Vida interior e filosofia
Quando era criança a quaresma era um momento solene de abaixar o som, moderar o apetite, fazer silêncio, a gente ficava envolto neste clima e, religião a parte, era um momento de vida interior.
Vida interior é um tema importante, até o fundamentalista político Leonardo Boff concorda (veja seu artigo), talvez em momento de tanta turbulência não custe relembrar a importância desta vida.
Li no livro Paul Ricoeur: “A memória, a história, o esquecimento” (2007) no tópico “Memória Pessoal, Memória Coletiva” importante para nossos dias, o capítulo I. A tradição do Olhar interior, para muitos pouco teria a ver com memória coletiva, mas esta passa pelo pessoal.
Ricoeur faz uma releitura de Santo Agostinho, onde ele afirma: “Foi dito com Aristóteles, diz-se de novo mais enfaticamente com Santo Agostinho, a memória é passado, e esse passado é o de minhas impressões; neste sentido, esse passado é meu passado” (Ricoeur, 2007, pg. 107).
Somos desmemoriados, alguns culpam a internet, mas é falta de análise histórica, este fenômeno do homem contemporâneo é secular e anterior a internet, é fruto da falta de narrativa, dentro ou fora da cultura midiática, falta de um espaço para o “silêncio”, a escuta interior do “ser”.
Sua relação com a vida coletiva é assim expressa por Ricoeur, depois de dizer que o criador desta vida interior no ocidente foi Agostinho de Hipona, afirma: “a novidade dessa descoberta- criação é realçada pelo contraste com a problemática grega, e depois latina, do indivíduo e da polis, que primeiro ocupou o lugar e será progressivamente partilhado entre a filosofia política e a dialética da memória desdobrada, considerada aqui” (Ricoeur, 2007, pg. 108).
Mas Agostinho teve as limitações do seu tempo, conforme Ricoeur: “Contudo, se Agostinho conhece o homem interior, ele não conhece a equação entre a identidade, o si e a memória” (Ricoeur, 2007, pg. 108) e aqui os modernos é que disseram algo.
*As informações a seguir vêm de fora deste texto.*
PR #741, opened 2016-03-19
Improved checkin script to allow for more elaborate regular expressions

gene-pavlovsky:
Added new config setting: source_control_issue_regexp
Checkin script now matches this regexp within matches of
source_control_regexp and source_control_fixed_regexp.
This allows those regexps to match a more elaborate pattern,
e.g. a sentence mentioning more than one issue id.
The source_control_issue_regexp is then used to extract
issue ids from those matches.

PS: Should not break existing setups.

### DIFF
--- a/config_defaults_inc.php
+++ b/config_defaults_inc.php
@@ -2679,6 +2679,29 @@
 	 * @global string $g_source_control_fixed_regexp
 	 */
 	$g_source_control_fixed_regexp = "%source_control_regexp%";
+	
+	/**
+	 * Regular expression used to detect issue ids within $g_source_control_regexp and
+	 * $g_source_control_fixed_regexp matches. This two-step matching makes it possible
+	 * to match more elaborate patterns.
+	 *
+	 * Example:
+	 *   $g_source_control_regexp = '/\b (?: feature | bug | issue)s? (?: \s+ | : \s*) (\#\d+ (?: (?: \s* , \s* | \s+ and \s+ | \s+) \#\d+)*) \b/xi';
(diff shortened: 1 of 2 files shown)


dregad:
Hello Gene,

Many thanks for your contribution.

Unfortunately, the built-in source control integration is deprecated in 1.2, and has been entirely [removed in upcoming version 1.3](https://www.mantisbt.org/bugs/view.php?id=11732).

Despite its value, we will therefore not merge your pull request in 1.2.x branch, which only accepts bug fixes.

I strongly suggest you switch to using the [Source Integration plugin](https://github.com/mantisbt-plugins/source-integration) instead of relying on the obsolete built-in feature.

gene-pavlovsky:
Hi,
I've noticed it's removal in the master branch, and suspected you might not accept the PR.
I would really love to use the Source Integration plugin, which I've already reviewed, but none of the available plug-ins are easy for me to install.
I'm developing a project all by myself, and have (on my laptop running Windows 7) a local git repository, an nginx webserver (with php). Recently I've installed mantis for issue (feature) tracking. Since nginx doesn't have CGI support, and FastCGI wrapper is not available on Windows, I can't seem to install either cgit or gitweb. Well I actually managed to make gitweb sorta working (found a perl script that runs other perl scripts as FastCGI, it didn't work out of the box and had to be hacked), but it was pretty slow and unreliable.
I was not inclined to install Apache with CGI as I have a strong dislike for it, therefore I decided to write my own git post-commit hook and use the checkin.php script. This will have to do for now but I'm not sure what to do in the future.
Are there any plans to make a Source Integration plugin which supports git using the command-line git to access a local repository?
Thanks.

Ricoeur fará depois a relação desta interioridade com a modernidade, passando por Kant e Husserl, mas se detendo em dois pilares singulares, o de John Locke, relacionado ao empirismo e à dicotomia natureza x cultura, e Husserl, pai da fenomenologia moderna, mas que na questão da “interioridade” trata-a no livro Lições para uma fenomenologia da consciência íntima do tempo, estes veremos depois.
O que podemos tirar de Agostinho, diz Ricoeur: “Pode-se dizer dele que inventou a interioridade sobre o fundo da experiência cristã de conversão” (Ricoeur, 2007, pg. 108), que prefiro traduzir em metanóia, no sentido de mudança de mentalidade e não apenas arrependimento.